DESCRIPTION OF THE TASK: Throughout the entries below, report every line where "TODOs" is found.

RECORDS TO USE:
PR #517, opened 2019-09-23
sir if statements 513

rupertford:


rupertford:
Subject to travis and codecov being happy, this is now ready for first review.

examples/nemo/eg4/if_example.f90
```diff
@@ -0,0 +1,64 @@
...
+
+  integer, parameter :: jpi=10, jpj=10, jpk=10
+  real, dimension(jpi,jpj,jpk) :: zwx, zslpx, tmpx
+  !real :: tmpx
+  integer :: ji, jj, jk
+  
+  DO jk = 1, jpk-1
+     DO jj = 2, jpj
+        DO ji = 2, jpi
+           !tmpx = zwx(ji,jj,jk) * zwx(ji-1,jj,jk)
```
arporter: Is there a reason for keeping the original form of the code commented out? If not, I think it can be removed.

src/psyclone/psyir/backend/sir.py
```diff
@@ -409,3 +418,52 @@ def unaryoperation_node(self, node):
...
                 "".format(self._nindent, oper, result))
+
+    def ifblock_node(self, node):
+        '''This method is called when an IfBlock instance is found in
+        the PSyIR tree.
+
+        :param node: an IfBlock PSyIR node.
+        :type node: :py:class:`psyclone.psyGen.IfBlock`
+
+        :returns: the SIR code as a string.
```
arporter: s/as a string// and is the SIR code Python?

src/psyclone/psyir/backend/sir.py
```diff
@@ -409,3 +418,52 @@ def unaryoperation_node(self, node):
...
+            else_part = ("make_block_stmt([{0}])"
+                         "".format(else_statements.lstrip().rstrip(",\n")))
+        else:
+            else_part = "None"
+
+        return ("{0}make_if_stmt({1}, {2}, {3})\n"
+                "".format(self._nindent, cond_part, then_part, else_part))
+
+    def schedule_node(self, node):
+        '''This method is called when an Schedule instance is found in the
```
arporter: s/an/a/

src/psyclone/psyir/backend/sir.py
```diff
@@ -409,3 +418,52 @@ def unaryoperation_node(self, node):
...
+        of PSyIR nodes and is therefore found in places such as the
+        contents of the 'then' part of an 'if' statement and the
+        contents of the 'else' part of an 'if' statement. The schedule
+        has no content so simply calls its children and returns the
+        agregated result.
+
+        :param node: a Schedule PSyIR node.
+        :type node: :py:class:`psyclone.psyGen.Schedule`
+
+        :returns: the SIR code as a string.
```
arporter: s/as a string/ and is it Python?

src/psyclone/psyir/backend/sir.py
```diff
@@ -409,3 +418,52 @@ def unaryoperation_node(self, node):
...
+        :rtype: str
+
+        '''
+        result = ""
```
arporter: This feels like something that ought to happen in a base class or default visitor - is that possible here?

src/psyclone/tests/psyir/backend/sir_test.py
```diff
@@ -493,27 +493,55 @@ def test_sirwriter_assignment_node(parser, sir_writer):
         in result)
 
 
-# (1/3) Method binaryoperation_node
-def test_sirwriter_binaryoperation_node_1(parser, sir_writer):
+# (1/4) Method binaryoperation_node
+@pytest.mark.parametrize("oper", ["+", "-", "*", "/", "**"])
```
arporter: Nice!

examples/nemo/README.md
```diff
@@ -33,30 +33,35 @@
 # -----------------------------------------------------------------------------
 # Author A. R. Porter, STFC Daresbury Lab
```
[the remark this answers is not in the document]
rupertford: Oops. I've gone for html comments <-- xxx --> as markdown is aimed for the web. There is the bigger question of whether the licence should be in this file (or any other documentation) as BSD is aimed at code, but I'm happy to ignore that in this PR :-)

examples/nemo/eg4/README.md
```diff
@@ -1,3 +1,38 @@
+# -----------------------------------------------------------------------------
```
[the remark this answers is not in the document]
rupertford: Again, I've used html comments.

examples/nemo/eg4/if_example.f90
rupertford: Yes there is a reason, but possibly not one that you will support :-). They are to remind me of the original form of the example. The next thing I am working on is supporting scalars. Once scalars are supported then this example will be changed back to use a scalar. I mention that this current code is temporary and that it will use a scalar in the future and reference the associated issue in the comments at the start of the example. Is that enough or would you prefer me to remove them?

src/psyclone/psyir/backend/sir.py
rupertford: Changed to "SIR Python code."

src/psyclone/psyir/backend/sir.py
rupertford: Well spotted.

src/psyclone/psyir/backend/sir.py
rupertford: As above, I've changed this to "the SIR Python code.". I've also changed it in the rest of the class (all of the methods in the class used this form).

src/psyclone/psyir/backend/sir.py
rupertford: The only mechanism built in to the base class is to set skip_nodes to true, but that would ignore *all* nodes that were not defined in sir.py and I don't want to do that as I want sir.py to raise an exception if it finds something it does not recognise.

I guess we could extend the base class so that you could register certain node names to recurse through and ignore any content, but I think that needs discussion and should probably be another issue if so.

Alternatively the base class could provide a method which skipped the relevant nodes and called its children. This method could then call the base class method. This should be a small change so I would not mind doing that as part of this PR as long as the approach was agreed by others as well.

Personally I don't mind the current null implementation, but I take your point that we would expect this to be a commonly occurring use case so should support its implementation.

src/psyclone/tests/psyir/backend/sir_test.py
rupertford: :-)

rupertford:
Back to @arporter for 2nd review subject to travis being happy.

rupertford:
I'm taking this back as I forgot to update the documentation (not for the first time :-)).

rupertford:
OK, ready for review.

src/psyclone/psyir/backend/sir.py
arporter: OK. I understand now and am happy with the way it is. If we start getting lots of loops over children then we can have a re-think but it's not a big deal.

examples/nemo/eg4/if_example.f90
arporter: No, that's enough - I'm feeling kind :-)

...

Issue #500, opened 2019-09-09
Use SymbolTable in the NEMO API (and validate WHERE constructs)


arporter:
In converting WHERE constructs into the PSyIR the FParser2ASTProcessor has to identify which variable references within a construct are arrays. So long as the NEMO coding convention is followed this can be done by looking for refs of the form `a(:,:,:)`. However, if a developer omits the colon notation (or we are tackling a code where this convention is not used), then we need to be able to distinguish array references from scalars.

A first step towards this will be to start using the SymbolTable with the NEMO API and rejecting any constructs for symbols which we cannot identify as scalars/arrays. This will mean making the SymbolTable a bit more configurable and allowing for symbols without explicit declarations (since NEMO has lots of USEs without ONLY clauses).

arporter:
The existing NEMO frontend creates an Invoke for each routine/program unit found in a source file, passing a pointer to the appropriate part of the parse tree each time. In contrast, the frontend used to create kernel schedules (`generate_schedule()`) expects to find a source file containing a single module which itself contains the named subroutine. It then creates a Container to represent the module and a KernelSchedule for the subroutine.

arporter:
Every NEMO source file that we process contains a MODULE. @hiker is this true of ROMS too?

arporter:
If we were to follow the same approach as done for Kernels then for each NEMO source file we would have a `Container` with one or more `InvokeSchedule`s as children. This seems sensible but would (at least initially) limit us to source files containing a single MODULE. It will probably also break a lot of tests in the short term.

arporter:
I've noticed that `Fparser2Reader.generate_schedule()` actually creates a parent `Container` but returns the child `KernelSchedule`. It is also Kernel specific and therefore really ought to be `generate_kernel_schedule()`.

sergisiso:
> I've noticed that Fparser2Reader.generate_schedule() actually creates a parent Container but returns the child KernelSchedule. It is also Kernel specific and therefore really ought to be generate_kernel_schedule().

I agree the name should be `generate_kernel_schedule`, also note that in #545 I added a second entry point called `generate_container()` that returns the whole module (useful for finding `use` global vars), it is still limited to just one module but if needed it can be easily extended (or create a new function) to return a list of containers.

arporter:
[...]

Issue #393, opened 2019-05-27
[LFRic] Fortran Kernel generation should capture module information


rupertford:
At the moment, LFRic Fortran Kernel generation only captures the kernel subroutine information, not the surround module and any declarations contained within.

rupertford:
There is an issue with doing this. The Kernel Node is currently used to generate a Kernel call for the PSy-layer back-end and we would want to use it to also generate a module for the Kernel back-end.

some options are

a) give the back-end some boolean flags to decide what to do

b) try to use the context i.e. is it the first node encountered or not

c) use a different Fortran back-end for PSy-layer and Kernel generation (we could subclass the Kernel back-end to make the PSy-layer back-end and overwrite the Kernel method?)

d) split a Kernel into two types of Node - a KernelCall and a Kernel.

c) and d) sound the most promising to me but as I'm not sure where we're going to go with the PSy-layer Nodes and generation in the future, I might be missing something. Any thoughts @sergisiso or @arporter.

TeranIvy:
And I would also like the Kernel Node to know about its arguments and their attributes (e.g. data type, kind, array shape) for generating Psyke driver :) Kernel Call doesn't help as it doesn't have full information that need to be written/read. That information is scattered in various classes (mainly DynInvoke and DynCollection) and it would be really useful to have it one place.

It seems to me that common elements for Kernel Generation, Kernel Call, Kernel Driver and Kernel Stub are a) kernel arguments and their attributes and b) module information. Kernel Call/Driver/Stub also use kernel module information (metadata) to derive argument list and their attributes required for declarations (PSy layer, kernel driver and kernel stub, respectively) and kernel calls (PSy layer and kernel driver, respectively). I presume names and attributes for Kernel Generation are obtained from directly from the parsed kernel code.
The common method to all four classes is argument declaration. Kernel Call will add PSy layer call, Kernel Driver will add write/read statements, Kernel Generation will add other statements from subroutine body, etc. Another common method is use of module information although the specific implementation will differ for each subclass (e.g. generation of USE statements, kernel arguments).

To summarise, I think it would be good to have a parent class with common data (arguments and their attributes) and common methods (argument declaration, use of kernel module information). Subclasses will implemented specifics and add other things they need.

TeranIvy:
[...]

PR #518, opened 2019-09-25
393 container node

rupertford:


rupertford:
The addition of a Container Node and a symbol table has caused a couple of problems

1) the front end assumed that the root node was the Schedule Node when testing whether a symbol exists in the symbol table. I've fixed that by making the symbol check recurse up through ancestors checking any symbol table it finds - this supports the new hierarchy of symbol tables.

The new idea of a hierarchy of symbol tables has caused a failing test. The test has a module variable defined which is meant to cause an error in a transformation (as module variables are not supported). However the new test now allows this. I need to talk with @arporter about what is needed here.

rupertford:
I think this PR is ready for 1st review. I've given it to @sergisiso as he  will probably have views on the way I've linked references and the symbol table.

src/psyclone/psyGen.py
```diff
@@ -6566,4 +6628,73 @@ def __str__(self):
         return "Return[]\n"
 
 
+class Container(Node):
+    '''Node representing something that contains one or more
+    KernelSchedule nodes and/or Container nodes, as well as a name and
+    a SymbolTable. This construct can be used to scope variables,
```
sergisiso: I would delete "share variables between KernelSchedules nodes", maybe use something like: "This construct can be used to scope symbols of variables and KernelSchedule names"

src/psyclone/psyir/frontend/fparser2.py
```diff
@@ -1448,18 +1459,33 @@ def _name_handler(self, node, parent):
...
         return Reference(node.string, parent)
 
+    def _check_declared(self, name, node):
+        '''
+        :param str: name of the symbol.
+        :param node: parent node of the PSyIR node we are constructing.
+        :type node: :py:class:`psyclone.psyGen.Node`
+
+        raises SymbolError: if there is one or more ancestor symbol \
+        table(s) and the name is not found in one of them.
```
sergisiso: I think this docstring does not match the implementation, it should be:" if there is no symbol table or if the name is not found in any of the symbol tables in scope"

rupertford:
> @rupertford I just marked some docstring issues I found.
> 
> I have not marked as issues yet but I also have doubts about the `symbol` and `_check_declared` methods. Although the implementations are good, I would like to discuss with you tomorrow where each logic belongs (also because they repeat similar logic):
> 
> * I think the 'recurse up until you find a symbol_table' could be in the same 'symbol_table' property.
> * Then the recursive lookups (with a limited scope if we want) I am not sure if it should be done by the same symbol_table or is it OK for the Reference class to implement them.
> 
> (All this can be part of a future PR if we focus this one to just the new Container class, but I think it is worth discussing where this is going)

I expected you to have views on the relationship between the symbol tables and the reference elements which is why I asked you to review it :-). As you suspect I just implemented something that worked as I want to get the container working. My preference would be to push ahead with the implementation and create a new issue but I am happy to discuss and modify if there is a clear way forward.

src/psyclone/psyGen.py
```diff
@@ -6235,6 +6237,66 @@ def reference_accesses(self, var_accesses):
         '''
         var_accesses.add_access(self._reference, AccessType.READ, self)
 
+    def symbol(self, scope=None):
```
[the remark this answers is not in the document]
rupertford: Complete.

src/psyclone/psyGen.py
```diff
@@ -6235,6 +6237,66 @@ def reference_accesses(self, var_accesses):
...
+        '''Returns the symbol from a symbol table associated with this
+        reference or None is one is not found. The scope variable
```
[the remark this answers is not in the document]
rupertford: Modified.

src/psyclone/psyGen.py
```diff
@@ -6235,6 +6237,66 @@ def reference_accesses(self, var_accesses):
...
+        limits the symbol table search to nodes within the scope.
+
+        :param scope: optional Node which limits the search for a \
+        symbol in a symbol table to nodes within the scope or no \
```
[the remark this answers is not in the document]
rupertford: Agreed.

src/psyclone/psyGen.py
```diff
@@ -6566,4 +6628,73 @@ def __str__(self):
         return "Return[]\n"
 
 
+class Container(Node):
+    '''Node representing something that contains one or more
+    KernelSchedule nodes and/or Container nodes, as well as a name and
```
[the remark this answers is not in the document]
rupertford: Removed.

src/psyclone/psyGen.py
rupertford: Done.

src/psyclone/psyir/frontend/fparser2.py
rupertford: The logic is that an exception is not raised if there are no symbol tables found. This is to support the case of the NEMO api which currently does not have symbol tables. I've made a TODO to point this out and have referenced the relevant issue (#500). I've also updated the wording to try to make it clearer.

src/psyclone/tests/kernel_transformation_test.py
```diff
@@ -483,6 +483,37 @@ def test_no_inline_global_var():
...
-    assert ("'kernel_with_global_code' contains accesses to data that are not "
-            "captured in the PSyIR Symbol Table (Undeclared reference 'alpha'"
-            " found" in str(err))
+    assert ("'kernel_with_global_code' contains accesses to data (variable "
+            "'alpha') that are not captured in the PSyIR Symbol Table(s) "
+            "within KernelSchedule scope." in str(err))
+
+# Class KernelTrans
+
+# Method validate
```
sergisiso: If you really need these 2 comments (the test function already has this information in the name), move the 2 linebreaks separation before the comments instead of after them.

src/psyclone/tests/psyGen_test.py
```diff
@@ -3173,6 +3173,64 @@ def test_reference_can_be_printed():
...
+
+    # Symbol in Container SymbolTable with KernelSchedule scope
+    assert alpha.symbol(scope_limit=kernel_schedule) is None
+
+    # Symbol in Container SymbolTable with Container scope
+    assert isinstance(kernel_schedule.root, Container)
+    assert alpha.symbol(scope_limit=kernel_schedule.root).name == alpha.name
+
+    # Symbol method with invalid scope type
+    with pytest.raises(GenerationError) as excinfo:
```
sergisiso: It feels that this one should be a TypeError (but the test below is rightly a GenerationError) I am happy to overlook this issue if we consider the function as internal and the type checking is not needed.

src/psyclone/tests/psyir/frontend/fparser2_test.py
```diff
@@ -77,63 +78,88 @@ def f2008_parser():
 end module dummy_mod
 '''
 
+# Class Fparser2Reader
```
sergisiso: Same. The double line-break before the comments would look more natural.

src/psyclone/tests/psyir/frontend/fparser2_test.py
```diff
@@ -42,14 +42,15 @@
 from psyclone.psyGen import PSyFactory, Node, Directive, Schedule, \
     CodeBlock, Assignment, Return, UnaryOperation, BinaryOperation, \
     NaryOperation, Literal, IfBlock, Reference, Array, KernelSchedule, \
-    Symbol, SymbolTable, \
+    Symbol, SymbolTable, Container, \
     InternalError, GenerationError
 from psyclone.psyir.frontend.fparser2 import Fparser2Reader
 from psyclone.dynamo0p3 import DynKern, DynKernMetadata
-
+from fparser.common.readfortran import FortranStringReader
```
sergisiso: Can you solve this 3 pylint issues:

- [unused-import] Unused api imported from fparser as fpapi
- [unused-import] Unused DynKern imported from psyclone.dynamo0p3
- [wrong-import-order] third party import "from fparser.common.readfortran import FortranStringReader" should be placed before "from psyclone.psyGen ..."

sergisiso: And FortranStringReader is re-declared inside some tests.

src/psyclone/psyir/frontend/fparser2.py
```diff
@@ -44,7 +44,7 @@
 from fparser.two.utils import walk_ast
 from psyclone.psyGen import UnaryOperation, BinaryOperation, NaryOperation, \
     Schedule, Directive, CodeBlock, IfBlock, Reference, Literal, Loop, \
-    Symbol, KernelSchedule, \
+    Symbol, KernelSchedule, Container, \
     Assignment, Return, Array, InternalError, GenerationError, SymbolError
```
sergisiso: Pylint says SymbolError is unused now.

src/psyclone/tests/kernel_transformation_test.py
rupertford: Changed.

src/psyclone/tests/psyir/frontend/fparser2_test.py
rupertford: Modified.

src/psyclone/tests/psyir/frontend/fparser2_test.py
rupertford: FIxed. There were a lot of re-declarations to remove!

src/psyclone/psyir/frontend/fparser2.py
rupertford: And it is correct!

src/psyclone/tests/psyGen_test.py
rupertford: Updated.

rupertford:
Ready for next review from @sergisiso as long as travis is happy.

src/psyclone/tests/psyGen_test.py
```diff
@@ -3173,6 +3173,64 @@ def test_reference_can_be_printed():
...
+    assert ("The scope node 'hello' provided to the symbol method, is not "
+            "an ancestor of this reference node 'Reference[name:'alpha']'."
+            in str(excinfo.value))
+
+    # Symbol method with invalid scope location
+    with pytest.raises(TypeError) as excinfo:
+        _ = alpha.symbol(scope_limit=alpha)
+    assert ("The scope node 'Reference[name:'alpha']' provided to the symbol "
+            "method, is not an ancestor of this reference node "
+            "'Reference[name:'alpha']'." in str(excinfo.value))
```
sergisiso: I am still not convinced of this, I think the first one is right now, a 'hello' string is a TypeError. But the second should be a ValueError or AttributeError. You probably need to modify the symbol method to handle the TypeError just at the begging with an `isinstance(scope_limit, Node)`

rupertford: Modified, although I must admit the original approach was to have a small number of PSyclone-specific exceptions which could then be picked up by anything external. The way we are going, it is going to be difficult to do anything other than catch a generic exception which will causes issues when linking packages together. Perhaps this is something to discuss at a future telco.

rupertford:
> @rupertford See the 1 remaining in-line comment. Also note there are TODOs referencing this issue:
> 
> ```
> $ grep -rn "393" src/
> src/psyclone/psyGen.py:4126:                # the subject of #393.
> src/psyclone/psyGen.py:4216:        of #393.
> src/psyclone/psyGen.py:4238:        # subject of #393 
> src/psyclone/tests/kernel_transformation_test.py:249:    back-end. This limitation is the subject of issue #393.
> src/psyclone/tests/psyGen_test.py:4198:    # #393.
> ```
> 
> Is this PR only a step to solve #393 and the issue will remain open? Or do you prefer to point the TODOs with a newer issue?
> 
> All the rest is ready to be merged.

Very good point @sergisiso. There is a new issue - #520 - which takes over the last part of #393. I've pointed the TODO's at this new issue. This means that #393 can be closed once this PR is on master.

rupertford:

REPLY:
> @rupertford See the 1 remaining in-line comment. Also note there are TODOs referencing this issue:
> Is this PR only a step to solve #393 and the issue will remain open? Or do you prefer to point the TODOs with a newer issue?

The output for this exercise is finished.